━━━ Input data ━━━

PR #813, opened 2026-08-07
fix: bound logging disk usage (#741)

### LINKED ISSUE #741: [bamboo-infrastructure] Default logging writes 183MB/day (h2 frame tracing = 93.7% of DEBUG) with no byte-based retention cap, contributing to an ENOSPC incident
## Summary

Default logging config produces **183 MB in a single day** (566 MB across 12 days) on a debug build, and it was the direct contributor to a **disk-full (ENOSPC) incident** that broke session persistence, the change-event journal, and metrics.

Two independent defects combine:

1. The file layer shares the **same global filter** as stdout, so a debug build writes `DEBUG` to disk — including **third-party frame-level tracing**.
2. Retention is capped by **file count only** (`max_log_files(14)`), never by bytes — so "14 files" is not a disk-usage bound of any kind.

## The dominant source is `h2`, not Bamboo code

Measured on `~/.bamboo/logs/bamboo.2026-07-24.log` (183 MB). Level distribution:

```
DEBUG  940563   <- 97.8%
INFO    18025
WARN     3174
ERROR     188
```

Breaking the DEBUG lines down by target:

```
881048  h2::codec::framed_read   <- 93.7% of all DEBUG lines
 11108  agent_execution{session_id=4fbe3b5e...}
 10456  agent_execution{session_id=fa32e655...}
  2574  bamboo_server::handlers::agent::ws_v2
  2176  bamboo_storage::session_merge
```

By bytes:

```
h2-ish  lines=881048  bytes=123.7MB   (67.4% of the file)
other   lines=364240  bytes= 51.3MB
```

Typical line — one per HTTP/2 frame, i.e. roughly **one log line per streamed token**:

```
DEBUG Connection{peer=Client}: h2::codec::framed_read: received frame=Data { stream_id: StreamId(1) }
```

The single variant `received frame=Data` alone occurs **366,193** times. None of this is written by Bamboo code — it is `h2`'s internal tracing, enabled wholesale because the global level is `debug` and there are no per-target noise defaults.

## Root cause (line numbers on `dev`)

**1. `debug` build ⇒ `debug` level, applied to the file layer too.**

`src/bin/bamboo.rs:1292`:
```rust
let debug = cfg!(debug_assertions);
```

`crates/infra/bamboo-infrastructure/src/logging.rs:155`:
```rust
fn level_for(debug: bool) -> &'static str {
    if debug { "debug" } else { "info" }
}
```

`logging.rs:118-129` — one filter on the registry, shared by both layers, so there is **no way for the file to be less verbose than stdout**:
```rust
let stdout_layer = fmt::layer().with_target(true);
let file_layer = fmt::layer()
    .with_target(true)
    .with_ansi(false)
    .with_writer(file_writer);
let _ = tracing_subscriber::registry()
    .with(make_filter())      // <- single global filter for both layers
    .with(stdout_layer)
    .with(file_layer)
    .try_init();
```

There are also **no per-target noise defaults** — nothing downgrades `h2`, `hyper`, `rustls`, `tungstenite`, etc.

**2. Retention is count-based only, never size-based.**

`logging.rs:34` and `logging.rs:100-105`:
```rust
pub const DEFAULT_MAX_LOG_FILES: usize = 14;

RollingFileAppender::builder()
    .rotation(Rotation::DAILY)
    .filename_prefix(&opts.file_name_prefix)
    .filename_suffix("log")
    .max_log_files(opts.max_files)   // count only — no byte budget
    .build(&opts.dir)
```

With daily rotation and no size cap, a single day's file is unbounded. 14 files can be 566 MB (observed) or 5 GB. The module docs at `logging.rs:11-13` acknowledge rotation is by date rather than size, but nothing enforces a total budget.

## Impact: this filled the disk

On 2026-07-24 the volume ran out of space, and `os error 28` appears **847 times** in that day's log (first at 21:20:12). Consequences visible in the same file:

- `239x` `failed to persist session ... No space left on device (os error 28)`
- `81x` `failed to persist synthesized terminal status ... os error 28`
- `183x` `metrics collector command failed: sqlite error: disk I/O error`
- `172x` `failed to append change event N to journal: No space left on device` — change events were **permanently lost** (the journal append error is logged but the sequence number is already consumed and the broadcast is still sent)

There is a nasty second-order effect: because the log file and the data live on the same full volume, logging itself failed during the incident. `bamboo.2026-07-24.log` has **no lines at all between 22:34 and 00:39** — the observability gap lands exactly where the largest burst of lost events occurred. So the error counts above are a **lower bound**.

## Secondary: high-repetition WARNs

Same-message repetition ratios (4-day window, `total/distinct`) — these are static conditions re-reported on every pass, not distinct events:

| Target | total | distinct | ratio |
|---|---|---|---|
| `bamboo_llm::providers::anthropic` | 488 | 1 | 488x |
| `round_lifecycle::token_budget` | 472 | 1 | 472x |
| `bamboo_skills::store::storage` | 1228 | 3 | 409x |
| `bamboo_skills::store::parser` | 715 | 3 | 238x |
| *(contrast)* `loop_execution::pipeline` | 673 | 559 | 1.2x |

The `pipeline` ratio of 1.2x shows what a genuine event stream looks like; the 400x+ entries are one static fact printed hundreds of times. For example a single malformed `SKILL.md` on disk was re-reported ~313 times per file because the loader re-parses it on every enumeration.

## Suggested fix

1. **Cap the file layer independently of stdout** — keep `debug` on stdout for development, but default the file to `INFO`. Let `RUST_LOG` explicitly raise it when needed.
2. **Add per-target noise defaults** — `h2=warn`, `hyper=info`, `hyper_util=info`, `tungstenite=info`, `rustls=info`, prepended so an explicit `RUST_LOG=...,h2=debug` can still override them.
3. **Add a byte budget** alongside `max_log_files` and prune oldest-first at startup. Important detail: never delete the currently-active file — the fd stays open, so the space isn't reclaimed and current logs are lost.
4. **De-duplicate static-condition WARNs** — report once per `(key, error)` per process, then downgrade repeats to DEBUG. Do **not** suppress `child_completion_coordinator` ENOSPC warnings or `pipeline` errors; those are real per-event signals.

## Notes

- Line numbers verified against `origin/dev`.
- Measurements are from a local `main` build (`1ab5bfec`); the logging code paths cited are identical on `dev`.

━━━

Repeat each line of the data exactly, missing none.

PR #813, opened 2026-08-07
fix: bound logging disk usage (#741)

### LINKED ISSUE #741: [bamboo-infrastructure] Default logging writes 183MB/day (h2 frame tracing = 93.7% of DEBUG) with no byte-based retention cap, contributing to an ENOSPC incident
## Summary

Default logging config produces **183 MB in a single day** (566 MB across 12 days) on a debug build, and it was the direct contributor to a **disk-full (ENOSPC) incident** that broke session persistence, the change-event journal, and metrics.

Two independent defects combine:

1. The file layer shares the **same global filter** as stdout, so a debug build writes `DEBUG` to disk — including **third-party frame-level tracing**.
2. Retention is capped by **file count only** (`max_log_files(14)`), never by bytes — so "14 files" is not a disk-usage bound of any kind.

## The dominant source is `h2`, not Bamboo code

Measured on `~/.bamboo/logs/bamboo.2026-07-24.log` (183 MB). Level distribution:

```
DEBUG  940563   <- 97.8%
INFO    18025
WARN     3174
ERROR     188
```

Breaking the DEBUG lines down by target:

```
881048  h2::codec::framed_read   <- 93.7% of all DEBUG lines
 11108  agent_execution{session_id=4fbe3b5e...}
 10456  agent_execution{session_id=fa32e655...}
  2574  bamboo_server::handlers::agent::ws_v2
  2176  bamboo_storage::session_merge
```

By bytes:

```
h2-ish  lines=881048  bytes=123.7MB   (67.4% of the file)
other   lines=364240  bytes= 51.3MB
```

Typical line — one per HTTP/2 frame, i.e. roughly **one log line per streamed token**:

```
DEBUG Connection{peer=Client}: h2::codec::framed_read: received frame=Data { stream_id: StreamId(1) }
```

The single variant `received frame=Data` alone occurs **366,193** times. None of this is written by Bamboo code — it is `h2`'s internal tracing, enabled wholesale because the global level is `debug` and there are no per-target noise defaults.

## Root cause (line numbers on `dev`)

**1. `debug` build ⇒ `debug` level, applied to the file layer too.**

`src/bin/bamboo.rs:1292`:
```rust
let debug = cfg!(debug_assertions);
```

`crates/infra/bamboo-infrastructure/src/logging.rs:155`:
```rust
fn level_for(debug: bool) -> &'static str {
    if debug { "debug" } else { "info" }
}
```

`logging.rs:118-129` — one filter on the registry, shared by both layers, so there is **no way for the file to be less verbose than stdout**:
```rust
let stdout_layer = fmt::layer().with_target(true);
let file_layer = fmt::layer()
    .with_target(true)
    .with_ansi(false)
    .with_writer(file_writer);
let _ = tracing_subscriber::registry()
    .with(make_filter())      // <- single global filter for both layers
    .with(stdout_layer)
    .with(file_layer)
    .try_init();
```

There are also **no per-target noise defaults** — nothing downgrades `h2`, `hyper`, `rustls`, `tungstenite`, etc.

**2. Retention is count-based only, never size-based.**

`logging.rs:34` and `logging.rs:100-105`:
```rust
pub const DEFAULT_MAX_LOG_FILES: usize = 14;

RollingFileAppender::builder()
    .rotation(Rotation::DAILY)
    .filename_prefix(&opts.file_name_prefix)
    .filename_suffix("log")
    .max_log_files(opts.max_files)   // count only — no byte budget
    .build(&opts.dir)
```

With daily rotation and no size cap, a single day's file is unbounded. 14 files can be 566 MB (observed) or 5 GB. The module docs at `logging.rs:11-13` acknowledge rotation is by date rather than size, but nothing enforces a total budget.

## Impact: this filled the disk

On 2026-07-24 the volume ran out of space, and `os error 28` appears **847 times** in that day's log (first at 21:20:12). Consequences visible in the same file:

- `239x` `failed to persist session ... No space left on device (os error 28)`
- `81x` `failed to persist synthesized terminal status ... os error 28`
- `183x` `metrics collector command failed: sqlite error: disk I/O error`
- `172x` `failed to append change event N to journal: No space left on device` — change events were **permanently lost** (the journal append error is logged but the sequence number is already consumed and the broadcast is still sent)

There is a nasty second-order effect: because the log file and the data live on the same full volume, logging itself failed during the incident. `bamboo.2026-07-24.log` has **no lines at all between 22:34 and 00:39** — the observability gap lands exactly where the largest burst of lost events occurred. So the error counts above are a **lower bound**.

## Secondary: high-repetition WARNs

Same-message repetition ratios (4-day window, `total/distinct`) — these are static conditions re-reported on every pass, not distinct events:

| Target | total | distinct | ratio |
|---|---|---|---|
| `bamboo_llm::providers::anthropic` | 488 | 1 | 488x |
| `round_lifecycle::token_budget` | 472 | 1 | 472x |
| `bamboo_skills::store::storage` | 1228 | 3 | 409x |
| `bamboo_skills::store::parser` | 715 | 3 | 238x |
| *(contrast)* `loop_execution::pipeline` | 673 | 559 | 1.2x |

The `pipeline` ratio of 1.2x shows what a genuine event stream looks like; the 400x+ entries are one static fact printed hundreds of times. For example a single malformed `SKILL.md` on disk was re-reported ~313 times per file because the loader re-parses it on every enumeration.

## Suggested fix

1. **Cap the file layer independently of stdout** — keep `debug` on stdout for development, but default the file to `INFO`. Let `RUST_LOG` explicitly raise it when needed.
2. **Add per-target noise defaults** — `h2=warn`, `hyper=info`, `hyper_util=info`, `tungstenite=info`, `rustls=info`, prepended so an explicit `RUST_LOG=...,h2=debug` can still override them.
3. **Add a byte budget** alongside `max_log_files` and prune oldest-first at startup. Important detail: never delete the currently-active file — the fd stays open, so the space isn't reclaimed and current logs are lost.
4. **De-duplicate static-condition WARNs** — report once per `(key, error)` per process, then downgrade repeats to DEBUG. Do **not** suppress `child_completion_coordinator` ENOSPC warnings or `pipeline` errors; those are real per-event signals.

## Notes

- Line numbers verified against `origin/dev`.
- Measurements are from a local `main` build (`1ab5bfec`); the logging code paths cited are identical on `dev`.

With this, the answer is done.